Por eso, a fin de cuentas, el “desarrollo duradero”, esta contradicción en los términos, es a la vez terrorífico y desesperante. Al menos con el desarrollo no duradero y no sustentable se podía conservar la esperanza de que tuviera un final, víctima de sus contradicciones, de sus fracasos, de su carácter insoportable y del agotamiento de los recursos naturales… Se podía reflexionar y trabajar en un posdesarrollo, montar una posmodernidad aceptable. En particular, reintroducir lo social, lo político, en la relación de intercambio económico, reencontrar el objetivo del bien común y de la buena vida en el comercio social. El desarrollo nos promete el desarrollo para toda la eternidad.

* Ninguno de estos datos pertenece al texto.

PR #6986, opened 2019-10-17
IGNITE-12302 Test ZookeeperDiscoveryTopologyChangeAndReconnectTest.testDuplicatedNodeId is broken.

NSAmelchev:
Fixed test by disabling registering system views.
Optimized test speed by decreasing server join tries counts.
Added correct SPI exception check.

### DIFF
--- a/modules/zookeeper/src/test/java/org/apache/ignite/spi/discovery/zk/internal/ZookeeperDiscoveryTopologyChangeAndReconnectTest.java
+++ b/modules/zookeeper/src/test/java/org/apache/ignite/spi/discovery/zk/internal/ZookeeperDiscoveryTopologyChangeAndReconnectTest.java
@@ -75,15 +75,8 @@ public class ZookeeperDiscoveryTopologyChangeAndReconnectTest extends ZookeeperD
 
         cfg.setIncludeEventTypes(EventType.EVTS_ALL);
 
-        if (indexingDisabled) {
+        if (indexingDisabled)
             GridQueryProcessor.idxCls = DummyQueryIndexing.class;
-
-            cfg.setSystemViewExporterSpi(new JmxSystemViewExporterSpi() {
-                @Override protected void register(SystemView<?> sysView) {
-                    // No-op.
-                }
-            });
-        }
 
         return cfg;
     }
@@ -93,6 +86,8 @@ public class ZookeeperDiscoveryTopologyChangeAndReconnectTest extends ZookeeperD
         super.afterTest();
 
         indexingDisabled = false;
+
+        GridQueryProcessor.idxCls = null;
     }
 
     /**
--- a/modules/zookeeper/src/test/java/org/apache/ignite/spi/discovery/zk/internal/ZookeeperDiscoveryTopologyChangeAndReconnectTest.java
+++ b/modules/zookeeper/src/test/java/org/apache/ignite/spi/discovery/zk/internal/ZookeeperDiscoveryTopologyChangeAndReconnectTest.java
@@ -31,7 +31,6 @@ import java.util.concurrent.atomic.AtomicInteger;
 import java.util.stream.Collectors;
 import org.apache.ignite.Ignite;
 import org.apache.ignite.IgniteCache;
-import org.apache.ignite.IgniteCheckedException;
 import org.apache.ignite.IgniteLogger;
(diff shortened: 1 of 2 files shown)


modules/zookeeper/src/test/java/org/apache/ignite/spi/discovery/zk/internal/ZookeeperDiscoveryTopologyChangeAndReconnectTest.java
```diff
@@ -562,32 +564,23 @@ public void testForcibleClientFail() throws Exception {
      * @throws Exception If failed.
      */
     @Test
+    @WithSystemProperty(key = IGNITE_SQL_DISABLE_SYSTEM_VIEWS, value = "true")
```
alex-plekhanov: `IgniteH2Indexing` connects to H2 instance by URL based on nodeId, so there can be more errors in indexing here in the future even if system views are disabled.
Perhaps it's better to disable indexing at all for this test (something like `GridQueryProcessor.idxCls = DummyQueryIndexing.class;` before each grid start).

NSAmelchev: @alex-plekhanov, thanks for the suggestion. I have fixed the test. Could you take a look? [TC test suite](https://ci.ignite.apache.org/viewLog.html?buildId=4713749&buildTypeId=IgniteTests24Java8_ZooKeeperDiscovery1) looks fine.

modules/zookeeper/src/test/java/org/apache/ignite/spi/discovery/zk/internal/ZookeeperDiscoveryTopologyChangeAndReconnectTest.java
```diff
@@ -62,11 +66,35 @@
...
+
+        return cfg;
     }
-    
+
+    /** {@inheritDoc} */
+    @Override protected void afterTest() throws Exception {
+        super.afterTest();
+
+        indexingDisabled = false;
```
alex-plekhanov: You should also return the value of `GridQueryProcessor.idxCls` to `null` (in case startGrid fails)

modules/zookeeper/src/test/java/org/apache/ignite/spi/discovery/zk/internal/ZookeeperDiscoveryTopologyChangeAndReconnectTest.java
```diff
@@ -62,11 +66,35 @@
...
     @Override protected IgniteConfiguration getConfiguration(String igniteInstanceName) throws Exception {
-        return super.getConfiguration(igniteInstanceName).setIncludeEventTypes(EventType.EVTS_ALL);
+        IgniteConfiguration cfg = super.getConfiguration(igniteInstanceName);
+
+        cfg.setIncludeEventTypes(EventType.EVTS_ALL);
+
+        if (indexingDisabled) {
+            GridQueryProcessor.idxCls = DummyQueryIndexing.class;
+
+            cfg.setSystemViewExporterSpi(new JmxSystemViewExporterSpi() {
```
alex-plekhanov: Let's fix `SqlViewExporterSpi` instead of excluding it (looks like a bug in its implementation)

modules/zookeeper/src/test/java/org/apache/ignite/spi/discovery/zk/internal/ZookeeperDiscoveryTopologyChangeAndReconnectTest.java
NSAmelchev: Done.

modules/zookeeper/src/test/java/org/apache/ignite/spi/discovery/zk/internal/ZookeeperDiscoveryTopologyChangeAndReconnectTest.java
NSAmelchev: @alex-plekhanov, I have fixed it. Take a look, please. [Tests OK.](https://ci.ignite.apache.org/viewLog.html?buildId=4714492&buildTypeId=IgniteTests24Java8_ZooKeeperDiscovery1)

PR #6991, opened 2019-10-21
IGNITE-12301 Free-lists system view

alex-plekhanov:


nizhikov:
Hello, @alex-plekhanov can you, please, move refactoring to the other PR?

nizhikov:
Can we provide information about fields that supports quick filtering in the separate method of the `SystemViewRowAttributeWalker`. 
Looks like this will simplify both final solution and changes in current implementation.

```
public interface SystemViewRowAttributeWalker {
    default Collection<String> quickFilterFields() { 
        return Collections.EMPTY_LIST();       
    }
}
```

nizhikov:
I think we should introduce separate annotations instead of renaming `Order`.
Let's add `QuickFilter`?

modules/indexing/src/main/java/org/apache/ignite/spi/systemview/SystemViewLocal.java
```diff
@@ -56,19 +62,45 @@
...
+            }
+        });
     }
 
     /** {@inheritDoc} */
     @Override public Iterator<Row> getRows(Session ses, SearchRow first, SearchRow last) {
-        Iterator<R> rows = sysView.iterator();
+        Iterator<R> rows;
+
+        if (sysView instanceof FiltrableSystemView) {
```
nizhikov: We should store the result of this check inside some boolean variable.

modules/indexing/src/main/java/org/apache/ignite/spi/systemview/SystemViewLocal.java
```diff
@@ -56,19 +62,45 @@
...
      * @param ctx Kernal context.
      * @param sysView View to export.
      */
     public SystemViewLocal(GridKernalContext ctx, SystemView<R> sysView) {
-        super(sqlName(sysView.name()), sysView.description(), ctx, columnsList(sysView));
+        super(sqlName(sysView.name()), sysView.description(), ctx, indexes(sysView), columns(sysView));
 
         this.sysView = sysView;
+
+        attributeNames = new String[sysView.walker().count()];
```
nizhikov: We should initialize `attributeNames` only if `(sysView instanceof FiltrableSystemView) == true`

modules/core/src/main/java/org/apache/ignite/internal/managers/systemview/walker/DataRegionPagesListViewWalker.java
```diff
@@ -0,0 +1,51 @@
...
+
+import org.apache.ignite.internal.processors.cache.persistence.freelist.PagesListView;
+import org.apache.ignite.spi.systemview.view.SystemViewRowAttributeWalker;
+
+/**
+ * {@link PagesListView} attributes walker for data regions.
+ * 
+ * @see PagesListView
+ */
+public class DataRegionPagesListViewWalker implements SystemViewRowAttributeWalker<PagesListView> {
```
nizhikov: We should avoid several walkers for a same row class. Let's create two separate class for new system views of use single walker.

modules/core/src/main/java/org/apache/ignite/internal/processors/cache/persistence/freelist/PagesListView.java
```diff
@@ -0,0 +1,102 @@
...
+package org.apache.ignite.internal.processors.cache.persistence.freelist;
+
+import org.apache.ignite.internal.managers.systemview.walker.ViewAttribute;
+import org.apache.ignite.internal.pagemem.PageIdUtils;
+import org.apache.ignite.spi.systemview.view.SystemView;
+
+/**
+ * Pages-list representation for a {@link SystemView}.
+ */
+public class PagesListView {
```
nizhikov: Let's place this class with the other system view row class in package `org.apache.ignite.spi.systemview.view`

modules/core/src/main/java/org/apache/ignite/internal/managers/systemview/walker/DataRegionPagesListViewWalker.java
alex-plekhanov: Why not? We avoid code duplication when use 2 walkers for 1 view class. 
In case of two different views we also should expose two different methods from free-lists or expose one method with some parameters class and do some unclear class casting.

modules/core/src/main/java/org/apache/ignite/internal/processors/cache/persistence/freelist/PagesListView.java
alex-plekhanov: Most of the fields accessed from PagesListView are protected or package private. I think it's better to put class in the same package than increase access level for these fields.

nizhikov: You can provide getters for these values.

modules/core/src/main/java/org/apache/ignite/internal/managers/systemview/walker/DataRegionPagesListViewWalker.java
nizhikov: Because it's how system view designed -  the walker should be auto-generated.
I can't see a reason to break it.

modules/indexing/src/main/java/org/apache/ignite/internal/processors/query/h2/sys/view/SqlAbstractSystemView.java
```diff
@@ -131,4 +136,9 @@ protected static Column newColumn(String name, int type) {
 
         return sql.toString();
     }
+
+    /** {@inheritDoc} */
+    @Override public String getDropSQL() {
```
nizhikov: I think we shouldn't reregister system view.
We should return empty data when applicable instead of dropping it.

modules/indexing/src/main/java/org/apache/ignite/internal/processors/query/h2/SchemaManager.java
```diff
@@ -129,7 +128,7 @@
     private final ConcurrentMap<QueryTable, GridH2Table> dataTables = new ConcurrentHashMap<>();
 
     /** System VIEW collection. */
-    private final Set<SqlSystemView> systemViews = new GridConcurrentHashSet<>();
+    private final Map<String, SqlSystemView> sysViews = new ConcurrentHashMap<>();
```
nizhikov: As far as I understand these changes related to support of dropping system view.
We shouldn't support dropping the system view.

Let's revert it and return empty data in case system view temporary can't return a real one.

modules/core/src/main/java/org/apache/ignite/internal/processors/cache/GridCacheProcessor.java
```diff
@@ -5322,6 +5334,58 @@ public CacheConfigurationEnricher enricher() {
         return enricher;
     }
 
+    /**
+     * Pages list view supplier.
+     *
+     * @param filter Filter.
+     */
+    private Iterable<CachePagesListView> pagesListViewSupplier(Map<String, Object> filter) {
+        Object cacheGrpId = filter == null ? null : filter.get(CachePagesListViewWalker.CACHE_GROUP_ID_FILTER);
```
nizhikov: We shouldn't check type of the attributes on the system view level.
It's exporter's responsibility to check parameters type.

modules/core/src/main/java/org/apache/ignite/internal/processors/cache/GridCacheProcessor.java
```diff
@@ -5322,6 +5334,58 @@ public CacheConfigurationEnricher enricher() {
...
+        else
+            cacheGrps = this.cacheGrps.values();
+
+        Object partFilter = filter == null ? null : filter.get(CachePagesListViewWalker.PARTITION_ID_FILTER);
+        Integer partId = partFilter instanceof Integer ? (Integer)partFilter : null;
+
+        Object bucketFilter = filter == null ? null : filter.get(CachePagesListViewWalker.BUCKET_NUMBER_FILTER);
+        Integer bucketNum = bucketFilter instanceof Integer ? (Integer)bucketFilter : null;
+
+        return F.flat(
```
nizhikov: Can we extract `dataStores` variable to make this code more readable:

```
        Iterable<IgniteCacheOffheapManager.CacheDataStore> dataStores =
            F.flat(F.iterator(cacheGrps, grp -> grp.offheap().cacheDataStores(), true));

        return F.flat(F.iterator(dataStores, dataStore -> {
            RowStore rowStore = dataStore.rowStore();

            if (rowStore == null || !(dataStore instanceof GridCacheOffheapManager.GridCacheDataStore))
                return Collections.emptySet();

            PagesList pagesList = (PagesList)rowStore.freeList();

            if (bucketNum != null) {
                return bucketNum >= 0 && bucketNum < pagesList.bucketsCount() ?
                    Collections.singleton(new CachePagesListView(pagesList, bucketNum, dataStore.partId())) :
                    Collections.emptyList();
            }

            return IntStream.range(0, pagesList.bucketsCount())
                .mapToObj(bucket -> new CachePagesListView(pagesList, bucket, dataStore.partId()))
                .collect(Collectors.toList());
        }, true, cacheDataStore -> partId == null || cacheDataStore.partId() == partId));
```

modules/core/src/main/java/org/apache/ignite/internal/managers/systemview/FiltrableSystemViewAdapter.java
```diff
@@ -0,0 +1,84 @@
...
+    }
+
+    /** {@inheritDoc} */
+    @NotNull @Override public Iterator<R> iterator(Map<String, Object> filter) {
+        if (filter == null)
+            filter = Collections.emptyMap();
+
+        Iterator<D> dataIter = dataSupplier.apply(filter).iterator();
+
+        return new Iterator<R>() {
```
nizhikov: Let's rewrite it with the regular F.iterator `F.iterator(dataSupplier.apply(filter), rowFunc::apply, true);`?

nizhikov:
LGTM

Por supuesto que la alternativa no puede ser una imposible vuelta atrás; no puede tomar la forma de un modelo único. El posdesarrollo tiene que ser necesariamente plural. Se trata de buscar formas de apertura colectiva en las que no se privilegie un bienestar material destructor del medio ambiente y de la relación social. El objetivo de la buena vida se declina de múltiples maneras según los contextos. En otros términos, se trata de reconstruir (¿recuperar?) nuevas culturas. Este objetivo se puede llamar el umran (la expansión) como hace Ibn Jaldún, swadeshi-sarvodaya (mejora de las condiciones sociales de todos) como dice Gandhi, o bamtaare (estar bien juntos) como dicen los Toucouleurs …

Lo importante es que signifique ruptura con la empresa de destrucción que se perpetúa con el nombre de desarrollo o globalización. Para los excluidos, para los náufragos del desarrollo, sólo puede tratarse de una especie de síntesis entre la tradición perdida y la modernidad inaccesible. Estas creaciones originales, de las que aquí y allá pueden encontrarse principios de realización, abren la esperanza de un posdesarrollo.